Gwinnett County Department of Water Resources
Lawrenceville, Georgia
The F. Wayne Hill Water Resources Center (FWHWRC), owned and operated by the Gwinnett
County, GA, Department of Water Resources (DWR), is an advanced wastewater treatment plant
which currently discharges into the Chattahoochee River and Lake Lanier. The FWHWRC
maximum month design flow is 60 million gallons per day (mgd) and currently about 30 mgd of
wastewater is received.
In light of rising energy costs and declining revenues reflective of the continuing, severe
economic downturn that began in 2007, the Gwinnett County DWR began an initiative to make
the best possible use of resources under DWR control, including renewable energy resources.
DWR retained CH2M HILL to identify and evaluate opportunities to improve resource
utilization and reduce energy costs at the FWHWRC. The results of the evaluations, procedures
for capturing stimulus funding, and technologies employed are discussed in this paper.
The energy types considered for the FWHWRC were biogas derived from anaerobic digestion,
solar, wind, and low-head hydropower. A screening analysis concluded that biogas combustion
to produce power and heat was the optimum alternative.
Next, a Business Case Evaluation (BCE) was conducted to determine if the construction and
operation of a gas-to-energy facility would be economically feasible.
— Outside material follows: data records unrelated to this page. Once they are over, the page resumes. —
PR #1136, opened 2022-02-17
Use impl index as const generic parameter for `CallBuilder` trait impls

ascjones:
Alternative fix for #982, with the goal of being a smaller, simpler change than #983. I have copied the example from there.

Replaces the use of the associated type with a const int parameter for the `TraitCallForwarderFor` trait, which is implemented per trait for the `CallBuilder`.

Since the `TraitInfo` parameter was only used to resolve the target trait's forwarder on the call builder, this could be replaced by a const generic parameter. The value used for this is the `index` of the impl block, which is the position it appears. It is unique within the context of the contract.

The BCE considered
several different scenarios for generating power from biogas, including biogas production with
and without addition of fats, oil & grease (FOG) and high strength waste (HSW) to the existing,
anaerobic sludge digesters.
The BCE concluded that a gas to energy facility based on an internal combustion engine (ICE)
was feasible. The proposed system, in addition to continuously generating electrical energy for
use at the FWHWRC, would be capable of producing sufficient heat to keep the anaerobic
digesters operating in the mesophilic temperature range of 95-100 degrees Fahrenheit (F). By
capturing the heat produced by the ICE, in addition to generating power, the system would have
a total energy-recovery efficiency approaching 80%.
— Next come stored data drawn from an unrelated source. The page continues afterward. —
PR #1144, opened 2022-02-23
Replace default off-chain engine with experimental one, remove old one

cmichi:
Follow-up to https://github.com/paritytech/ink/pull/1143.

The experimental off-chain env is currently limited in that it only supports `ink_env::DefaultEnvironment`, but IMHO the situation of us currently having two off-chain testing engines in every examples is worse.


athei (approved):
I agree. I think it is fine that it only supports the default env. The testing environment isn't a 100% match with the on chain environment anyways.

HCastano:
> −4,528 

❤️

crates/env/src/backend.rs
```diff
@@ -46,7 +46,7 @@ impl ReturnFlags {
     }
 
     /// Returns the underlying `u32` representation.
-    #[cfg(not(feature = "ink-experimental-engine"))]
+    #[cfg(not(feature = "std"))]
```
HCastano, line 49: Why does this need to be behind a feature flag?

examples/erc20/lib.rs
```diff
@@ -800,9 +482,31 @@ mod erc20 {
...
-                ink_env::test::recorded_events().collect::<Vec<_>>();
-            assert_eq!(emitted_events_before.len(), emitted_events_after.len());
+            assert_eq!(
+                emitted_events_before,
+                ink_env::test::recorded_events().count()
+            )
+        }
+    }
+
+    struct PrefixedValue<'a, 'b, T> {
```
HCastano, line 492: Why's this needed?

HCastano (commented):
Two small questions. Once the CI is fixed it should be good to go

crates/env/src/backend.rs
cmichi: In `std` the function is never used.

The BCE recommended a gas to energy facility of approximately 2 megawatts (MW) in capacity
at the FWHWRC. The biogas requirement at a nominal 600 British Thermal Units (BTU) per
cubic foot (ft3) for an ICE of this capacity is approximately 520 standard cubic feet per minute
(scfm). However, as the FWHWRC is at only about 50% of its total design capacity, the
currently available biogas is considerably less than 520 scfm, and a purchased natural gas fuel
blend would be required to obtain full power generation and heat recovery benefits. To minimize purchase of natural gas, maximize biogas, and as a result improve the return on
investment in the cogeneration system, DWR next investigated addition of FOG and high
strength waste (HSW) to the anaerobic digesters to supplement the solids feed. The project was
made even more attractive by DWR’s successful pursuit of funding under the American
Recovery and Reinvestment Act (ARRA), as administered by the Georgia Environmental
Facility Administration (GEFA), and from the U.S. Department of Energy (DOE).
A schematic design of the system with specifications was prepared for competitive selection of a
design-build contractor. The design-build contract was awarded in October 2009. The contract
value is $5.19 million and includes the installation of a 2.1 MW engine generator along with
digester gas cleaning and drying equipment. The gas-to-energy facility is expected to reach
substantial completion by the end of 2010 with contractual completion in May 2011.
A second RFP for the design and construction of a FOG and HSW receiving facility was
advertised in February 2010. The design-build contract was awarded in June 2010 at a contract
value of $3.16 million. Its completion and startup will closely follow the completion and startup
of gas cogeneration facilities.
Once operational, the FOG/HSW handling and cogeneration facilities will have the potential to
save over one million dollars annually in power costs and generate more revenue in FOG and
HSW disposal fees. When operating at its rated capacity, the resulting power production will
offset the amount of fossil fuel used to generate over 17,000 MW-hours of electrical power
annually.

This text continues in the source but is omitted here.